Stored items:
PR #15728, opened 2026-04-24
feat(cli): end-to-end Mastra Observability onboarding in create-mastra + deploy commands

DanielSLew:
## What this ships

End-to-end Mastra Observability onboarding from the CLI. After this PR, a user who scaffolds a new Mastra project and says "yes" to Observability is fully wired up to the hosted platform with no manual steps.

## Changes

**`create-mastra` / `mastra init`**
- New "Enable Mastra Observability? (will open auth flow)" prompt, plus `--observability` / `--no-observability` flags for non-interactive use and `--observability-project <name>` to bypass the picker.
- When the user opts in, the CLI:
  1. Runs the browser login flow inline if the user isn't authenticated.
  2. Resolves the current organization (force-prompts the picker when the user belongs to multiple orgs, and persists the selection to `~/.mastra/credentials.json`).
  3. For `mastra init`: lists existing projects and lets the user pick one or create a new one. For `create-mastra`: always creates a new project using the local project name (no picker, no re-prompt).
  4. Creates projects as observability-only on the platform (`studioEnabled: false`, `serverEnabled: false`) so they aren't mislabelled as Studio in the UI.
  5. Mints an org-scoped access token (`POST /v1/auth/tokens`) named `mastra observability – <projectName>`.
  6. Writes `MASTRA_PLATFORM_ACCESS_TOKEN` + `MASTRA_PROJECT_ID` (and `MASTRA_CLOUD_TRACES_ENDPOINT` when targeting a non-prod platform) to `.env`.
- The generated project registers `MastraPlatformExporter` out of the box.
- Falls back to a placeholder `.env` block with manual instructions if provisioning fails, so init never hard-fails on network/auth issues.

**`mastra studio deploy` / `mastra server deploy`**
- Both commands now read `MASTRA_PROJECT_ID` and `MASTRA_ORG_ID` from the project's `.env` / `.env.local` / `.env.production` before resolving the target project, so projects scaffolded with Observability auto-link to the existing platform project instead of creating a duplicate on first deploy. Existing `process.env` values take precedence.
- On first deploy to an observability-only project, the platform flips the matching runtime flag (`studioEnabled` / `serverEnabled`) so the project shows up correctly in the UI.

**Refactor**
- Lifts `resolveCurrentOrg` from `commands/studio/projects.ts` to `commands/auth/orgs.ts`, adds a `forcePrompt` option, and persists the picked org to `~/.mastra/credentials.json`.

## Test plan

- `pnpm --filter ./packages/cli test` — green (includes new tests for `provisionObservabilityProject`, `writeObservabilityEnv`, `resolveCurrentOrg`, and `loadDeployEnvFromDotenv`).
- `pnpm --filter ./packages/cli typecheck` — clean.
- Verified end-to-end against the production platform: `create-mastra` provisions an observability-only project, mints a token, writes `.env`, and the resulting `MASTRA_PLATFORM_ACCESS_TOKEN` / `MASTRA_PROJECT_ID` pair successfully ingests spans.


packages/cli/src/commands/init/utils.ts
```diff
@@ -712,6 +748,21 @@ export const interactivePrompt = async (args: InteractivePromptArgs = {}) => {
         }
         return undefined;
       },
+      observe: async () => {
+        if (skip?.observe) return undefined;
+
+        const choice = await p.select({
+          message: 'Enable Mastra Observe? (observability for your agents, workflows, and tools — free tier available)',
```
DanielSLew: We should add a docs link here when we have it

abhiaiyer91 (approved):

PR #15748, opened 2026-04-24
fix(mastracode): clear task list on new/switched thread

TylerBarnes:
## Bug

The task list state lives on `Harness.state.tasks` (and `Harness.state.activePlan`), which is a single global object held by the harness process — it is **not** persisted per-thread. `resetThreadDisplayState()` in the core harness correctly clears the per-thread *display* state on thread switch/create, but the schema-level harness state is never reset.

As a result, when you switch threads (or create a new one), the previous conversation's tasks and active plan remain on `harness.getState()` and get re-injected into the next thread's system prompt, causing stale tasks/plans to "leak" across threads.

## Fix

Clear the ephemeral per-thread fields on the mastracode side (keeping the fix out of the core harness public API):

- `mastracode/src/tui/event-dispatch.ts` — call `state.harness.setState({ tasks: [], activePlan: null })` inside both the `thread_changed` and `thread_created` handlers.
- `mastracode/src/tui/commands/new.ts` — do the same inside `/new`, so the next system prompt (which is built before the subsequent `thread_created` event fires) does not carry over stale tasks/plan. The command is now `async` and awaited in `command-dispatch.ts`.
- `mastracode/src/tui/setup.ts` — `renderExistingTasks` now reads from `harness.getDisplayState().tasks` (already per-thread) instead of `getState().tasks`, so the UI matches the cleared harness state.
- `mastracode/src/schema.ts` — the `tasks` comment claimed "persisted per-thread", which was misleading. Updated to accurately describe that it is ephemeral, lives on the single global state object, and must be cleared by callers on thread transitions.

`omProgress` / `om status` were already handled via the display state reset and are not touched.

## Tests

- `mastracode/src/tui/__tests__/event-dispatch-thread-clear.test.ts` — dispatches `thread_changed` and `thread_created` events directly and asserts `harness.setState` is called with `{ tasks: [], activePlan: null }` and that the underlying state is cleared.
- `mastracode/src/tui/commands/__tests__/new.test.ts` — calls `handleNewCommand` and verifies tasks/activePlan are cleared plus the other `/new` side effects.

Both new test files pass locally:

```
✓ src/tui/__tests__/event-dispatch-thread-clear.test.ts (2 tests)
✓ src/tui/commands/__tests__/new.test.ts (1 test)
✓ src/tui/__tests__/command-dispatch.test.ts (7 tests)
✓ src/tui/commands/__tests__/thread.test.ts (4 tests)
✓ src/tui/commands/__tests__/threads.test.ts (3 tests)
```

`pnpm --filter mastracode lint` is clean. `pnpm --filter mastracode check` shows only pre-existing type errors unrelated to this change (they reproduce on `main`). The rest of the `mastracode` test suite has environmental flakiness tied to `process.stdout.columns` / `isolate: false` that is also present on `main`.

---

<a href="https://app.devin.ai/review/mastra-ai/mastra/pull/15748" target="_blank">
  <picture>
    <source media="(prefers-color-scheme: dark)" srcset="https://static.devin.ai/assets/gh-open-in-devin-review-dark.svg?v=1">
    Open in Devin Review
  </picture>
</a>

## ELI5

Switching or creating a new conversation thread sometimes showed leftover tasks and plans from a previous thread. This PR makes sure those task lists and the active plan are cleared whenever a thread is created or changed so every thread starts fresh.

## Overview

Fixes a bug where transient task list and activePlan state leaked across threads in the mastracode TUI because those fields lived on the single global harness state rather than being scoped/cleared per-thread. The PR ensures harness-level ephemeral fields are explicitly reset on thread creation/switch and during the `/new` command so stale tasks/activePlan are not injected into subsequent threads' system prompts.

## Changes Made

- mastracode/src/tui/event-dispatch.ts
  - In both `thread_changed` and `thread_created` handlers call `state.harness.setState({ tasks: [], activePlan: null, sandboxAllowedPaths: [] })` to clear harness-level ephemeral state.
  - Retain and align UI refresh logic (taskProgress update, render requests) with the cleared state.

- mastracode/src/tui/commands/new.ts
  - Convert `handleNewCommand` to async and await the harness state reset, explicitly clearing `tasks`, `activePlan`, and `sandboxAllowedPaths` during new-thread initialization so the next system prompt cannot include stale data.

- mastracode/src/tui/command-dispatch.ts
  - Await `handleNewCommand(...)` in the `/new` slash-command path to ensure async clearing completes before returning.

- mastracode/src/tui/setup.ts
  - `renderExistingTasks` now reads tasks from the harness display state (per-thread) via `harness.getDisplayState().tasks` instead of global `getState().tasks` to keep UI consistent with cleared per-thread state.

- mastracode/src/schema.ts
  - Updated comment clarifying that `tasks` are ephemeral and stored on the global harness state and must be cleared on thread transitions.

- mastracode/src/tui/commands/clone.ts
  - Clarifying comment about when ephemeral per-thread harness state must be cleared in clone flows.

- .changeset/clear-thread-task-list.md
  - Adds a changeset note describing the clearing behavior on thread start/switch/clone.

## Tests Added

- mastracode/src/tui/__tests__/event-dispatch-thread-clear.test.ts
  - Asserts `harness.setState` is called to clear `{ tasks: [], activePlan: null, sandboxAllowedPaths: [] }` on `thread_changed` and `thread_created`, verifies in-memory state and UI/task-progress side effects, and checks created-thread title handling.

- mastracode/src/tui/commands/__tests__/new.test.ts
  - Verifies `/new` clears `tasks`/`activePlan`/`sandboxAllowedPaths`, and checks related command-side state updates (pending new thread flag, taskWriteInsertIndex reset).

## Impact

- Prevents task list and active plan from leaking between threads; each thread starts with a clean ephemeral state.
- Keeps existing per-thread display-state reset mechanisms intact while ensuring the underlying harness-level ephemeral fields are also reset.
- No exported/public APIs changed except `handleNewCommand` now returns a Promise (signature changed from `void` → `Promise<void>`).

### DIFF
--- a/.changeset/clear-thread-task-list.md
+++ b/.changeset/clear-thread-task-list.md
@@ -1,0 +1,5 @@
+---
+'mastracode': patch
+---
+
+Fix(mastracode): clear task list, active plan, and sandbox allowed paths when starting, switching, or cloning a thread so ephemeral per-thread harness state from a previous conversation no longer leaks across threads.
--- a/mastracode/src/schema.ts
+++ b/mastracode/src/schema.ts
@@ -32,7 +32,11 @@ export const stateSchema = z.object({
   smartEditing: z.boolean().default(true),
   // Notification mode — alert when TUI needs user attention
   notifications: z.enum(['bell', 'system', 'both', 'off']).default('off'),
-  // Task list (persisted per-thread)
+  // Task list — ephemeral and scoped to the active thread.
+  // NOTE: this lives on the harness's single global state (one per process)
+  // and is NOT persisted with the thread; callers (see mastracode TUI
+  // thread_changed / thread_created / /new handlers) must clear it when
+  // switching threads so tasks do not leak across conversations.
   tasks: z
     .array(
       z.object({
--- a/mastracode/src/tui/__tests__/event-dispatch-thread-clear.test.ts
+++ b/mastracode/src/tui/__tests__/event-dispatch-thread-clear.test.ts
@@ -9,11 +9,17 @@ vi.mock('../../utils/project.js', () => ({
 }));
 
 function createHarness() {
-  const state: { tasks: unknown[]; activePlan: unknown | null; escapeAsCancel?: boolean } = {
+  const state: {
+    tasks: unknown[];
+    activePlan: unknown | null;
+    sandboxAllowedPaths: string[];
+    escapeAsCancel?: boolean;
+  } = {
     tasks: [
       { content: 'leftover task', status: 'pending', activeForm: 'leftover task' },
     ],
     activePlan: { title: 'stale plan', plan: 'stale', approvedAt: new Date().toISOString() },
+    sandboxAllowedPaths: ['/tmp/leftover-allowed-path'],
   };
 
   return {
@@ -64,7 +70,7 @@ describe('event-dispatch thread state clearing', () => {
     state = createState(harness);
   });
 
-  it('clears tasks and activePlan on thread_changed', async () => {
+  it('clears tasks, activePlan, and sandboxAllowedPaths on thread_changed', async () => {
     const event: HarnessEvent = {
       type: 'thread_changed',
       threadId: 'thread-1',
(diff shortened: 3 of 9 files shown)


abhiaiyer91 (approved):

TylerBarnes (commented):
Review from Mastra Code:

Thanks for the fix. This is the cleaner implementation overall: awaiting the state reset in `/new`, awaiting it from command dispatch, and clearing state before rendering the switched thread all look right. The schema comment update is also helpful because it documents why this state has to be cleared manually.

A few follow-ups I’d recommend before landing:

- If `sandboxAllowedPaths` is intended to be per-thread, it should be cleared alongside `tasks` and `activePlan`. The schema describes it as per-thread, so leaving it out may preserve a related state leak.
- Consider also clearing harness state in the clone reset path, or explicitly confirm clone always flows through `thread_created` / `thread_changed` after reset.
- Please add a changeset for the user-visible bug fix.

Overall: this is the implementation I’d use as the base, with the related per-thread state coverage filled in.

PR #15690, opened 2026-04-23
feat: ownership, visibility & access control for stored agents and skills

CalebBarnes:
## Summary

Adds ownership (`authorId`) and visibility (`private` / `public`) to stored agents and stored skills, with full access-control enforcement on server routes, storage backends, client SDK, and Agent Builder UI.

Closes COR-831, COR-835, COR-837, COR-826, COR-836, COR-887, COR-886, COR-884

### Server — user-aware request context (COR-831)

- Server adapters (Hono, Express, Fastify, Koa) propagate authenticated user identity into request context
- Reserved context keys (`user`, `userPermissions`, `userRoles`) namespaced with `mastra__` prefix to prevent collisions with app-level `requestContext`
- New `authorship.ts` module with helpers: `getCallerAuthorId`, `assertReadAccess`, `assertExecuteAccess`, `assertWriteAccess`, `resolveAuthorFilter`, `matchesAuthorFilter`

### Core + Stores — ownership & visibility on storage (COR-835, COR-826)

- `authorId` and `visibility` fields added to storage types for both agents and skills
- Schema constants (`AGENTS_SCHEMA`, `SKILLS_SCHEMA`) updated with new columns
- All 5 storage backends (inmemory, filesystem, libsql, pg, mongodb) persist and filter on `authorId` and `visibility`
- `StorageVisibility` type (`'private' | 'public'`) shared between agents and skills

### Server — route enforcement (COR-835, COR-837, COR-826, COR-836)

- **Stored agents:** All `/agents/:agentId/*` routes enforce ownership + visibility via `assertReadAccess`, `assertExecuteAccess`, or `assertWriteAccess`
- **Stored skills:** All `/stored/skills/*` routes enforce the same ownership + visibility checks
- **Unowned resources:** Code-defined agents and stored resources without an `authorId` are treated as public and accessible to all (COR-837)
- **List filtering (COR-836):** `GET /stored/agents` and `GET /stored/skills` support `?authorId=X` and `?visibility=public` query params. Default listing returns caller's own agents + public agents from others. Admins see everything.
- **Create defaults:** `authorId` injected from authenticated caller; `visibility` defaults to `private` when owned, `public` when unowned (no auth)
- Broad role grants (e.g. `agents:read`) no longer bypass per-record ownership — scoped grants (`agents:read:<id>`) are required to override

### Client SDK

- `visibility` and `authorId` added to response types, create/update params, and list filter params for both agents and skills
[...]

PR #15750, opened 2026-04-24
Add publish permission action and split stored resources into per-family permissions

YujohnNattrass:
## Summary

Studio admins can now delegate version activation (publish, activate, restore) without handing out full write access, and can scope CRUD to individual stored resource families instead of the catch-all 'stored' key.

## What changed

- New 'publish' permission action, derived automatically for POST routes ending in `/publish`, `/activate`, or `/restore`.
- `stored` resource split into per-family resources: `stored-agents`, `stored-skills`, `stored-prompt-blocks`, `stored-mcp-clients`, `stored-scorers`, `stored-workspaces`. Each supports the standard CRUD actions; all except `stored-workspaces` also support `publish`.
- Roles that previously granted `stored:read` / `stored:write` / `stored:delete` / `stored:*` continue to work via a backwards-compatible alias in `matchesPermission`. The legacy patterns are kept in `PERMISSION_PATTERNS` and marked `@deprecated` so IDEs surface the migration path.
- Playground route registry updated so the new per-family keys are used when gating UI routes.

## Test plan

- `pnpm --filter @mastra/server test permissions.test.ts` — 167 tests pass (includes new coverage for all 6 stored families, the `publish` action, and `/publish`, `/activate`, `/restore` derivation).
- `pnpm --filter @mastra/core test roles.test.ts` — 34 new tests pass covering the legacy alias across every family, resource-id preservation, and negative cases.
- `tsc --noEmit` clean for `@mastra/core` and `@mastra/playground`.

Base: #15690 (`agent-builder-stuff`).


YujohnNattrass:
closing in favor of https://github.com/mastra-ai/mastra/pull/15878

PR #17873, opened 2026-06-12
feat(core): export Middleware type from server entrypoint

Sandy-1711:
## Description

The `Middleware` type was defined in `server/types` but never re-exported from the `@mastra/core/server` entrypoint, so you couldn't import it:

```ts
import type { Middleware } from '@mastra/core/server'
```

This made it awkward to declare middleware in its own file. Inline middleware inside `new Mastra({ ... })` gets its types from the config, but once you move it to a separate module there's no exported type to annotate it with, so the handler params fall back to `any` in strict projects.

This PR re-exports `Middleware` from the server entrypoint so you can do this:

```ts
import type { Middleware } from '@mastra/core/server'

export const authMiddleware: Middleware = {
  path: '/*',
  handler: async (c, next) => {
    const authHeader = c.req.header('authorization')
    if (!authHeader) {
      return new Response('Unauthorized', { status: 401 })
    }
    await next()
  },
}
```

No runtime changes, this is purely the type export. I also added a type test and updated the middleware docs to show the import.

While looking into this I noticed `ServerConfig` and `Methods` have the same gap (and `ApiRoute`, which is already exported, references `Methods`). I kept this PR scoped to `Middleware` since that's what the issue asks for, but I'm happy to open a separate issue/PR for those if the team wants them exported too.

## Related issue(s)

Closes #17868

## Type of change

- [x] New feature (non-breaking change that adds functionality)
- [x] Documentation update

## Checklist

- [x] I have linked the related issue(s) in the description above
- [x] I have made corresponding changes to the documentation (if applicable)
- [x] I have added tests that prove my fix is effective or that my feature works
- [x] I have addressed all Coderabbit comments on this PR

## ELI5

This PR makes it easier to write middleware files in TypeScript. Instead of losing type information when you create middleware in a separate file, you can now import a `Middleware` type from the Mastra library to make sure your middleware has the right format. It's like getting a template that tells you exactly what shape your code needs to be.

### Type Exports
- **Re-exported `Middleware` type** from `@mastra/core/server` entrypoint (in `packages/core/src/server/index.ts`), enabling imports like `import type { Middleware } from '`@mastra/core/server`'`

### Documentation
- **Updated middleware documentation** (`docs/src/content/en/docs/server/middleware.mdx`) with a practical example showing how to declare middleware in a separate module using the newly exported `Middleware` type
- Example demonstrates path-scoped middleware with proper TypeScript typing for the handler function

### Testing
[...]

Issue #17868, opened 2026-06-12
[FEATURE] export Middleware type from server entrypoint


dszdsxc19:
#### Description

  Mastra already supports global server middleware through `server.middleware`, and the docs describe the option as `Middleware | Middleware[]`. However, when middleware is declared in a separate module, users currently cannot import the `Middleware` type from the public
  server entrypoint:

  ```ts
  import type { Middleware } from '@mastra/core/server'
```

  The type exists internally in server/types, but it is not re-exported by server/index, so users either need to inline middleware inside the new Mastra(...) config or derive the type indirectly from Config['server']['middleware'].

  This makes separately declared middleware awkward in strict TypeScript projects.

<img width="1624" height="370" alt="Image" src="https://github.com/user-attachments/assets/d5b0a755-c334-4ce5-8427-b30baf0670dc" />

  #### Example

this does not work:

```ts
  import type { Middleware } from '@mastra/core/server'

  export const authMiddleware: Middleware = {
    path: '/*',
    handler: async (c, next) => {
      const authHeader = c.req.header('authorization')
      if (!authHeader) {
        return new Response('Unauthorized', { status: 401 })
      }

      await next()
    },
  }
```

#### Changes

  - Re-export Middleware from @mastra/core/server
  - Keeps runtime behavior unchanged
  - Improves type ergonomics for middleware declared outside the Mastra config object

  #### Why

  Inline middleware receives contextual typing from the Mastra config:

```ts
  new Mastra({
    server: {
      middleware: [
        {
          path: '/*',
          handler: async (c, next) => {
            await next()
          },
        },
      ],
    },
  })
```

  But when middleware is declared in another file, TypeScript cannot infer the expected handler parameter types from the later import site. A public Middleware type gives users the intended way to annotate reusable middleware.

### Component

Server

### Example Use Case

```ts
import type { Middleware } from '@mastra/core/server'

  export const authMiddleware: Middleware = {
    path: '/*',
    handler: async (c, next) => {
      const authHeader = c.req.header('authorization')
      if (!authHeader) {
        return new Response('Unauthorized', { status: 401 })
      }

      await next()
    },
  }
```

### Verification

- [x] I have searched the existing issues to make sure this is not a duplicate
- [x] I have provided sufficient context for the team to understand the request

daneatmastra:
Thank you for reporting this issue! We have labeled it for the team and we will look into it as soon as possible.

[...]

PR #17875, opened 2026-06-12
feat(core): export ServerConfig and Methods types from server entrypoint

### LINKED ISSUE #17874: [FEATURE] export ServerConfig and Methods types from server entrypoint
### Problem Statement

Following #17868 / #17873 (which add the `Middleware` re-export), two related types defined in `server/types` are still not re-exported from `@mastra/core/server`:

- `ServerConfig` — the shape of the `server` config object. Users who want to build their server config in a separate module can't annotate it.
- `Methods` — the HTTP method union (`'GET' | 'POST' | 'PUT' | 'DELETE' | 'PATCH' | 'ALL'`). `ApiRoute` is already exported and references `Methods`, so today you can consume `ApiRoute` but can't name the type of its `method` field.

Neither of these imports works today:

```ts
import type { ServerConfig, Methods } from '@mastra/core/server'
```

### Proposed Solution

Re-export `ServerConfig` and `Methods` from `@mastra/core/server`, the same way #17873 does for `Middleware`. Runtime behavior is unchanged — this only improves type ergonomics for server config and routes declared outside the `new Mastra(...)` constructor.

### Component

Server

### Alternatives Considered

Deriving the types indirectly, e.g. `Config['server']` or `NonNullable<ServerConfig['apiRoutes']>[number]['method']`, but that's awkward and not discoverable.

### Example Use Case

As a developer, I want to declare my server config and route methods in a separate file with proper types so that I can keep my Mastra setup modular.

```ts
import type { ServerConfig, Methods } from '@mastra/core/server'

const protectedMethods: Methods[] = ['POST', 'PUT', 'DELETE']

export const serverConfig: ServerConfig = {
  port: 4111,
  middleware: async (c, next) => {
    await next()
  },
}
```

### Additional Context

Implementation is a one-line change in the same export block as #17873 (packages/core/src/server/index.ts).

### Verification

Sandy-1711:
## Description

Follow-up to #17873 (which re-exports `Middleware`, closing #17868). This one does the same for two related types that have the same gap:

- `ServerConfig` — the shape of the `server` config object, so you can build it in a separate file and annotate it.
- `Methods` — the HTTP method union. `ApiRoute` is already exported and references `Methods`, so right now you can use `ApiRoute` but can't name the type of its `method` field.

Neither of these worked before:

```ts
import type { ServerConfig, Methods } from '@mastra/core/server'
```

Now you can do this:

```ts
import type { ServerConfig, Methods } from '@mastra/core/server'

const protectedMethods: Methods[] = ['POST', 'PUT', 'DELETE']

export const serverConfig: ServerConfig = {
  port: 4111,
  middleware: async (c, next) => {
    await next()
  },
}
```

No runtime changes, this is purely the type exports. I also added a type test for both.

## Related issue(s)

Closes #17874

## Type of change

## Checklist

### DIFF
--- a/.changeset/tidy-server-types.md
+++ b/.changeset/tidy-server-types.md
@@ -1,0 +1,18 @@
+---
+'@mastra/core': patch
+---
+
+Added the `ServerConfig` and `Methods` type exports to `@mastra/core/server`. Server config and HTTP methods can now be declared in a separate file with full type safety. This complements the `Middleware` export and lets you name the type of `ApiRoute['method']`, which was previously unreachable.
+
+```ts
+import type { ServerConfig, Methods } from '@mastra/core/server';
+
+const protectedMethods: Methods[] = ['POST', 'PUT', 'DELETE'];
+
+export const serverConfig: ServerConfig = {
+  port: 4111,
+  middleware: async (c, next) => {
+    await next();
+  },
+};
+```
--- a/packages/core/src/server/index.ts
+++ b/packages/core/src/server/index.ts
@@ -12,6 +12,8 @@ export type {
   ContextWithMastra,
   CorsOptions,
   ApiRoute,
+  Methods,
+  ServerConfig,
   HttpLoggingConfig,
   ValidationErrorContext,
   ValidationErrorResponse,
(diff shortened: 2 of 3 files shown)


roaminro:
closing in favor of https://github.com/mastra-ai/mastra/pull/17882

EXERCISE: Wherever the string "control" appears in a line above, copy that line.

TASK OUTPUT:
feat: ownership, visibility & access control for stored agents and skills
Adds ownership (`authorId`) and visibility (`private` / `public`) to stored agents and stored skills, with full access-control enforcement on server routes, storage backends, client SDK, and Agent Builder UI.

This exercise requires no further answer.